我重重地点了点头,挣脱他的手,就往他的怀中钻去,贴在他的胸口,听着他强有力的心跳声,觉得自己绷紧的神经,觉得自己不安七零八落的心,一下子安了下来。
“姜了!”姜翊生下巴抵在头顶上,似像亲吻般滑过,“我很想”
“大皇子!”
一声薄凉声音打断了姜翊生的话,我猛然一震,姜翊生感觉到我的不安,手抚过我的后脑,声音慵懒低沉:“没事没事有我!”
“大皇子天色不早了,南疆王还等着呢!”齐惊慕薄凉的声音带着竭力压住的妒意。
我从姜翊生怀中出来,站在他身侧,他似一点也不在意齐惊慕的话,执起我的手,与我十指相扣,扬起炫耀般。在齐惊慕眼前掠过,然后放下
羌青从人群中走来,笑得风轻云淡,“既然几位都到场,边关仗打不打,跟羌某都没有关系了,羌某就告辞了!”
我还未从齐惊慕和姜翊生一道前来的震惊中惊醒,就被羌青又给震了一下,忍不住的向前,问道:“羌青,你现在就要走吗?”
姜翊生扣住我的手,站在我身侧,如泰山一样挡在我身侧
“殿下!”羌青对我行了半礼,眉眼含笑道:“天下没有不散的宴席,前些日子我们已经说好了,是不是?”
他说了,姜翊生来接我了,他就会离开
我怔怔地望着他,过了好半响才道:“羌兄保重,看到蛮荒十六国中登基为王的女王,写信告诉我,她美不美?”
“一定!”羌青利索的转身,边走边扬手道:“殿下,一定要幸福,你幸福了,我才不会言而无信!”
“我现在很幸福!”我冲着他背影大喊道,“我现在很幸福”翊生来了,在他的身边,我很幸福
羌青没有再回答我,只是手摆了摆,白袍一尘不染,不扎不束如墨青丝在背后铺开,尤如嫡仙,来去不带一片云彩。
夏日燥热,有着一丝丝风,就会觉得凉爽无比
“姜了!朕送给你的凤袍可收到?”齐惊慕蓦然对我温柔似水的问道,“可还合身?”
我的眼神倏地一冷,脸寒了下来
姜翊生凤目微挑,风情溢然,“北齐皇上,这些年来在高坐,别的没学会,倒学会痴人说梦了!”

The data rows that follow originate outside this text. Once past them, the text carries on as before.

PR #5773, opened 2019-02-28
NMs

wrenffxi:
* Antican Praetor (move mods from mob to pool: two Praetors share pool)
* Barbaric Weapon
* Coquecigrue
* Herensugue (triple attack, regain, drops, skills, hp)
* Shikigami Weapon (immune to silence, double attack, regen, drop rate)


scripts/zones/RoMaeve/mobs/Shikigami_Weapon.lua
```diff
@@ -41,6 +42,11 @@ local path =
     -35, -4, -36,
 }
 
+function onMobInitialize(mob)
+    mob:setMod(dsp.mod.DOUBLE_ATTACK, 10) -- "Double Attacks frequently"
```
TeoTwawki: Shiki's DA being missing are likely because we have it's job/sub wrong, its blm/blm and one of those should be war. If a mob stands back and casts until a player weakens it or comes closer, then its likely blm/war, it a mob immediately closes to melee but casts when its timer is up, its war/blm.

TeoTwawki: And of course if it DA's at a rate way higher than its main or sub would provide, then we still need a mod here.

scripts/zones/Sauromugue_Champaign_[S]/mobs/Herensugue.lua
```diff
@@ -3,6 +3,11 @@
 --   NM: Herensugue
 -----------------------------------
 
+function onMobInitialize(mob)
+    mob:setMod(dsp.mod.TRIPLE_ATTACK, 90) -- "Triple Attacks almost every round"
```
Comment (TeoTwawki) [inline scripts/zones/Sauromugue_Champaign_[S]/mobs/Herensugue.lua]: keep the mod because of the rate, but I would bet we have the same job issue on this mob as well

Comment (TeoTwawki) [reply scripts/zones/Sauromugue_Champaign_[S]/mobs/Herensugue.lua]: nvm he's thf/thf xD

scripts/zones/Xarcabard/mobs/Barbaric_Weapon.lua
```diff
@@ -0,0 +1,15 @@
+-----------------------------------
+-- Area: Xarcabard
+--   NM: Barbaric Weapon
+-- TODO: "Gains a Dread Spikes effect whenever Whirl of Rage is used."
+-----------------------------------
+require("scripts/globals/status")
+-----------------------------------
+
+function onMobInitialize(mob)
+    mob:setMod(dsp.mod.DOUBLE_ATTACK, 10)
```
TeoTwawki: He's war/war in his pool entry and should already have the base double attack from that. if he needs additional double attack on top of that you'll need to addMod

scripts/zones/RoMaeve/mobs/Shikigami_Weapon.lua
wrenffxi: It's in DB as RDM/rdm and listed as just "RDM" on wiki.  Assuming if we change it to WAR/rdm then its spells would be very weak.  Maybe RDM/war?  In the videos I watched, it opens with a debuff spell, then immediately closes toward player.  it double attacks roughly 1 in 10 attacks.

TeoTwawki: rdm/rdm eh, I must have been off by one when I looked at it. Lets give rdm/wara  try and see if its right. I think DSP's rdm's close for melee unlike blm.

齐惊慕不怒自威,转向姜翊生,“大皇子这么多年来还是大皇子,可见大皇子白日梦做的依然没有醒来!”
我紧了紧姜翊生的手,姜翊生垂眸对我勾起淡淡的笑意,看也没有看齐惊慕,道:“在梦里没有醒来,说明还有美梦,不像有些人明知道是梦,梦中没有这个人,却是甘愿沉沦,不愿意醒来,才是最可悲最可笑的。”
姜翊生如寒星地眸子带着笑意,闪烁着极光,一别八年,我真想好好看看这孩子。
“姜了!”齐惊慕直接唤我道:“凤袍可还合身,若是不合身,朕再命人重新做过”
我半眯起双眼,直射他的眼中,冷着声音道:“哀家喜欢真金白银,北齐皇上若有心,送一些真金白银过来,哀家绝对欢喜!”
“真金白银?”齐惊慕狭长的眸子,闪过一丝凌厉:“两国交战之际,你要真金白银做什么?”
我脸上挂着冰冷的笑:“两国交战之际,你北齐皇上来到我南疆四地做什么?就不怕死在这里走不了吗?”他那么聪明,难道想不出来我要真金白银做什么吗?
姜翊生牵着我的手,微微有些用力,凤目跟着冷了。
“朕当然不害怕!”齐惊慕带着傲然的自负,嘴角噙着一抹冷笑:“战争一触即发,朕若死在这南疆四地,南疆边城,乃至整个南疆,将会陷入生灵涂炭!朕一个人换整个南疆划算的很。”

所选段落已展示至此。